┏━━

PR #7143, opened 2024-04-24
feat: Add s3-compatible plugin for the file module

sradevski:
I have run the tests against Minio, DO, and AWS and it's looking fine.


packages/file-s3/src/services/s3-file.ts
```diff
@@ -0,0 +1,154 @@
...
+
+    // TODO: Allow passing a full path for storage per request, not as a global config.
+    const fileKey = `${this.config_.prefix}${parsedFilename.name}-${ulid()}${
+      parsedFilename.ext
+    }`
+
+    const content = Buffer.from(file.content, "binary")
+    const command = new PutObjectCommand({
+      // TODO: Add support for private files
+      // We probably also want to support a separate bucket altogether for private files
```
olivermrbl, line 96: Yeah I think that sounds reasonable

olivermrbl (approved):
Very nice 💪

┗━━

# About this exercise:
Copy the line containing "I have run the" and every line after it, through the last line of the records. Include nothing else.

# Solution below:
I have run the tests against Minio, DO, and AWS and it's looking fine.


packages/file-s3/src/services/s3-file.ts
```diff
@@ -0,0 +1,154 @@
...
+
+    // TODO: Allow passing a full path for storage per request, not as a global config.
+    const fileKey = `${this.config_.prefix}${parsedFilename.name}-${ulid()}${
+      parsedFilename.ext
+    }`
+
+    const content = Buffer.from(file.content, "binary")
+    const command = new PutObjectCommand({
+      // TODO: Add support for private files
+      // We probably also want to support a separate bucket altogether for private files
```
olivermrbl, line 96: Yeah I think that sounds reasonable

olivermrbl (approved):
Very nice 💪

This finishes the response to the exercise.